PR #48683, opened 2026-08-09
[expo-audio][Android] Keep audio focus while playback continues; request AUDIOFOCUS_GAIN for doNotMix

sang88ho:
# Why

On Android, `expo-audio` abandons audio focus **while playback is still ongoing**, and requests `AUDIOFOCUS_GAIN_TRANSIENT` for `interruptionMode: 'doNotMix'`. Together these let another app's audio play **on top of** ours: after we drop focus the other app reclaims it and stops re-requesting, so `AUDIOFOCUS_LOSS` never reaches us and `AudioModule` never pauses the player.

Both points differ from media3's own `AudioFocusManager`, which the underlying ExoPlayer ships with:

| | media3 `AudioFocusManager` | `expo-audio` (56.0.13 and current `main`) |
|---|---|---|
| When focus is abandoned | only `playbackState == STATE_IDLE` / `release()` | **every `onIsPlayingChanged(false)`** |
| Focus request for media playback | `AUDIOFOCUS_GAIN` | **`AUDIOFOCUS_GAIN_TRANSIENT`** (`doNotMix`) |
| `AudioAttributes.usage` | `USAGE_MEDIA` | unset → `USAGE_UNKNOWN` |

The release condition is the critical one: `onIsPlayingChanged(false)` also fires for **buffering stalls and track transitions** — `BaseAudioPlayer` computes `isTransient` *after* invoking `onPlaybackStateChange` — and nothing re-acquires focus when playback resumes.

Related: lock screen / notification play is routed by media3's `MediaSession` straight to `player.play()`, bypassing the `play` function where `requestAudioFocus()` lives, so playback can also start while holding no focus.

# How

In `AudioModule.kt`, for both the `AudioPlayer` and `AudioPlaylist` paths:

- Release focus only when `playbackState == Player.STATE_IDLE`, and request it when playback starts (which also covers lock screen controls).
- Request `AUDIOFOCUS_GAIN` instead of `AUDIOFOCUS_GAIN_TRANSIENT` for `doNotMix`. `duckOthers` keeps `GAIN_TRANSIENT_MAY_DUCK`.
- Declare `USAGE_MEDIA` on the focus request's `AudioAttributes`.

# Test Plan

Verified on a physical Galaxy S24+ (SM-S926N, Android 16) with a queued podcast-style player (`shouldPlayInBackground: true`, `playsInSilentMode: true`, `interruptionMode: 'doNotMix'`) against a third-party music app, reading `adb shell dumpsys audio` (`Events log: focus commands`).

Before:

```
20:59:04.576  requestAudioFocus()   callingPack=<app>  req=2  AA=USAGE_UNKNOWN/CONTENT_TYPE_MUSIC
20:59:04.577  focus owner: <music app>  code:-2  event: handleLoss
20:59:05.375  abandonAudioFocus()   callingPack=<app>         ← 0.8 s in, still playing
20:59:05.375  focus owner: <music app>  code:1   event: handleGain
              (no further request; our playback continues with no focus)
```

`abandonAudioFocus()` fired once per track transition while playback continued, and pressing play in the music app then produced two audio streams at once.

After (same device, same steps, `expo-audio` built from source with this change):

- request logged as `req=1` (`AUDIOFOCUS_GAIN`), `AA=USAGE_MEDIA/CONTENT_TYPE_MUSIC`
- 160 s of playback across 2 track transitions → **0** `abandonAudioFocus()` calls
- starting the music app → our player pauses within 2 s, with `focus owner: <app> event: handleLoss` in the log
- pausing in-app and resuming from the lock screen keeps focus held (no duplicate request)

`:expo-audio:compileReleaseKotlin` and `:expo-audio:compileReleaseJavaWithJavac` succeed with this change (Gradle release build of an SDK 56 app, `expo-audio` linked from source).

Not covered: the recorder paths and `duckOthers`, which this change does not touch.

Note on `dumpsys audio`: on this device the `Audio Focus stack entries` section renders empty and `MultiFocusStack` is stale — the `Events log: focus commands` section is the reliable one for verifying.

# Checklist

- [x] Verified the behavior on a physical Android device.


sang88ho:
Thanks — the warning found a real gap, and I've pushed a fix.

**What was wrong.** media3's condition is

```java
// AudioFocusManager.java (1.8.0, line 220)
private boolean shouldHandleAudioFocus(@Player.State int playbackState) {
  return playbackState != Player.STATE_IDLE && focusGainToRequest == AUDIOFOCUS_GAIN;
}
```

I only ported the first half. The second half is exactly what protects the ducking case the review describes: media3 asserts it will only manage `AUDIOFOCUS_GAIN` (line 170), so anything transient is abandoned as soon as playback isn't active. Without it, `duckOthers` took `AUDIOFOCUS_GAIN_TRANSIENT_MAY_DUCK` and never gave it back — the other app stays quiet after a short sound ends. That's a regression I introduced, and the reviewer is right that no other normal path would have abandoned it.

Fixed by tracking the requested gain and porting the whole condition:

```kotlin
private fun shouldAbandonFocus(playbackState: Int): Boolean {
  return playbackState == Player.STATE_IDLE ||
    focusGainRequested != AudioManager.AUDIOFOCUS_GAIN
}
```

I also took the suggestion about the unset mode: `?: AUDIOFOCUS_GAIN_TRANSIENT` is restored, so an app that never calls `setAudioModeAsync` keeps its previous behaviour and this PR is scoped to the documented `doNotMix` mode.

**What I'd like to keep.** For `doNotMix`, focus is still held through a pause and through `STATE_ENDED`. That isn't an oversight — it's the same thing media3 does for `AUDIOFOCUS_GAIN` (`updateAudioFocus` only abandons when `shouldHandleAudioFocus` is false; a paused or ended player with permanent focus keeps it), and it's the actual bug I set out to fix. Abandoning on every non-playing state is what let two apps play at once: `onIsPlayingChanged(false)` fires on buffering stalls and on `replace()` + `play()` track transitions, so the module dropped out of the focus stack mid-playback, and the next app to request focus had nobody to notify. Measured on a Galaxy S24+ (Android 16) with `dumpsys audio`: before, `abandon` appeared between tracks and the other app's later `▶` produced no `AUDIOFOCUS_LOSS` for us; after, 160 s of playback with zero abandons, and starting Melon paused our playback within two seconds.

Two notes on the evidence section, since three of the four sub-reviewers listed "could not read media3 `AudioFocusManager` source" as an uncertainty — the citation above is that source, and it does check `STATE_IDLE`, so the comparison in the changelog holds.

On iOS: agreed that `onPlaybackComplete → deactivateSession()` is not symmetric with this. I'd rather not change iOS in this PR — `AVAudioSession` deactivation and Android focus have different semantics for "paused but still the current player", and the Android side is where the reported bug is. Happy to open a separate discussion if you want them aligned.

Still open and pre-existing, so I left it out: `focusAcquired` stays `true` when the last player is removed or released (`Function("remove")` drops it from the map, and `releasePlayer()` detaches the listener first), so a later switch to `mixWithOthers` can't rebuild the request. Glad to fix it here or in a follow-up, whichever you prefer.

Verified: `:expo-audio:compileReleaseKotlin` builds, and the same patch runs in a production app on a physical device.

sang88ho:
Follow-up: I went ahead and fixed the stale-request leak in this PR too, since it's the same field and reviewing it separately would be awkward.

```kotlin
/**
 * Mirrors media3's `AudioFocusManager.release()`: focus is only worth holding while a player
 * exists that could resume.
 */
private fun releaseFocusIfNoPlayables() {
  if (allPlayables.none()) {
    releaseAudioFocus()
  }
}
```

Called from `Function("remove")` (player) and `Function("destroy")` (playlist) after the map entry is dropped — the two places the review identified as leaving `focusAcquired == true` with nothing left to resume. Both call it off the main thread, which matches the existing `setIsAudioActiveAsync(false)` call site.

`allPlayables.none()` rather than `shouldReleaseFocus()` on purpose: the latter is "nothing is playing", and abandoning on that would undo the hold-while-paused behaviour that `AUDIOFOCUS_GAIN` is for. "No player exists at all" is the condition media3 uses in `release()`, and it's the one that makes the early return in `requestAudioFocus()` recoverable.

So the three review points are all addressed: the missing half of the media3 condition, the unset interruption mode, and this. Verified with `:expo-audio:compileReleaseKotlin`.

packages/expo-audio/android/src/main/java/expo/modules/audio/AudioModule.kt
```diff
@@ -139,6 +139,34 @@ class AudioModule : Module() {
...
+   * `playbackState != STATE_IDLE && focusGainToRequest == AUDIOFOCUS_GAIN`.
+   *
+   * Permanent focus is kept across pauses, buffering stalls and track transitions, but a
+   * transient or ducking request is abandoned as soon as playback stops, so the interrupted app
+   * un-ducks or resumes.
+   */
+  private fun shouldAbandonFocus(playbackState: Int): Boolean {
+    return playbackState == Player.STATE_IDLE ||
+      focusGainRequested != AudioManager.AUDIOFOCUS_GAIN
+  }
```
behenate, line 153: We now have `shouldAbandonFocus` and `shouldReleaseFocus` methods. It's not very intuitive

packages/expo-audio/android/src/main/java/expo/modules/audio/AudioModule.kt
```diff
@@ -160,14 +195,18 @@ class AudioModule : Module() {
     val result = if (Build.VERSION.SDK_INT >= Build.VERSION_CODES.O) {
       val requestType = interruptionMode?.let {
         if (it == InterruptionMode.DO_NOT_MIX) {
-          AudioManager.AUDIOFOCUS_GAIN_TRANSIENT
+          // Media playback holds permanent focus. GAIN_TRANSIENT tells the interrupted app we
+          // will hand focus back, so it resumes as soon as we abandon it.
+          AudioManager.AUDIOFOCUS_GAIN
```
behenate, line 200: Even though I agree that this should be the default focus for `doNotMix` this would be a breaking change so we can't accept it.

behenate (changes requested):
Hi thank you for your contribution, this PR introduces breaking changes and while I agree with the general premise, when reviewing I have decided that we need a different non-breaking approach for focus handling which I implemented in this PR stack: https://github.com/expo/expo/pull/48683. 

Because the stack covers the functionality added by this PR without introducing breaking changes, I'll close it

■ ■ ■ ■ ■

What you need to do: From the material above, copy each line that includes the word "shouldAbandonFocus".

Solution for this problem:
private fun shouldAbandonFocus(playbackState: Int): Boolean {
+  private fun shouldAbandonFocus(playbackState: Int): Boolean {
behenate, line 153: We now have `shouldAbandonFocus` and `shouldReleaseFocus` methods. It's not very intuitive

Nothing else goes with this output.